Example test cases include single-word corrections, compound word corrections, and edge cases.
- WithMaxDictionaryEditDistance: Sets the maximum edit distance for corrections.
- WithPrefixLength: Sets the prefix length for index optimization.
- WithCountThreshold: Filters dictionary entries with low frequency.
Dictionaries
The dictionaries should be formatted as plain text files:
- Unigram file: Each line should contain a term and its frequency, separated by a space.(or could be custom seperator)
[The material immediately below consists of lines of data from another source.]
PR #3192, opened 2025-09-22
add wildcard processing and check for EMPTY_RESULTS instead of null and add unit test

austin007008:
add wildcard processing and check for EMPTY_RESULTS instead of null and add unit test

### DIFF
--- a/warehouse/keyword-common/src/main/java/datawave/util/keyword/KeywordExtractor.java
+++ b/warehouse/keyword-common/src/main/java/datawave/util/keyword/KeywordExtractor.java
@@ -4,6 +4,8 @@ import java.util.LinkedHashMap;
 import java.util.List;
 import java.util.Map;
 
+import javax.annotation.Nonnull;
+
 import org.slf4j.Logger;
 import org.slf4j.LoggerFactory;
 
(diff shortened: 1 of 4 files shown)


warehouse/keyword-common/src/main/java/datawave/util/keyword/KeywordExtractor.java
```diff
@@ -99,23 +102,37 @@ public void parseOptions(Map<String,String> iteratorOptions) {
         }
     }
 
+    @Nonnull
```
drewfarris, line 113: Consider adding the javadoc:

- Bigram file: Each line should contain two terms and their frequency, separated by a space.
Unigram (vocab.txt):
خیابان 1000
میدان 800
Bigram (vocab_bigram.txt):
خیابان کارگر 500
میدان آزادی 300
SymSpell is optimized for speed and memory efficiency. For large vocabularies, tune maxEditDistance, prefixLength, and countThreshold to balance performance and accuracy.